PR #3462, opened 2024-11-11
Fix workbench new connection env warning / editing new connection / and save failure handling

emilys314:
Closes https://issues.redhat.com/browse/RHOAIENG-15584

## Description

When creating a new connection is created, it uses the connection made from `assembleConnection` which has its data inside `stringData` not `data` so check those. 

So this fixes 3 different issues oddly:
1. When creating a new connection to attach, it would not warn of duplicate env variables in the table anymore. This was because the `assembleConnection()` put the data into `stringData` not `data`
2. When saving a (new) connection, it would always add the new connection to the table, even if there was a failure. There was no success gate for adding it.
3. If you tried editing a connection you just created, it would not load the existing data you just entered, because it was in `stringData`

All of these are fixed by using the response of the save / replace and verifying it was successful 

Before:
image
After:
image

Note the fields
before:
image
after:
image

image
image

## How Has This Been Tested?

Duplicate env:
1. Create / edit a workbench
2. Attach an existing connection 
3. Create a new connection of the same type as the existing one and click save
4. See there is now a warning

Connection saving success gate:
1. Create / edit a workbench
2. Create a new connection and save it
3. Create another connection with the same name and save it
4. You'll see an error, close the modal.
5. With the fix, now that connection was not added to the table

Editing a new connection:
1. Create / edit a workbench
2. Create a new connection and save it
3. Edit the connection 
4. Make sure env var data has been populated with what you entered in step 2

## Test Impact

No updates, it's a bit tedious to test these edge cases since it requires a few steps across different components.

## Request review criteria:

If you have UI changes: 

### DIFF
--- a/frontend/src/pages/projects/screens/spawner/connections/ConnectionsFormSection.tsx
+++ b/frontend/src/pages/projects/screens/spawner/connections/ConnectionsFormSection.tsx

_Task_
The expected answer is every line above in which the word "frontend" appears.

_Exercise solution_
--- a/frontend/src/pages/projects/screens/spawner/connections/ConnectionsFormSection.tsx
+++ b/frontend/src/pages/projects/screens/spawner/connections/ConnectionsFormSection.tsx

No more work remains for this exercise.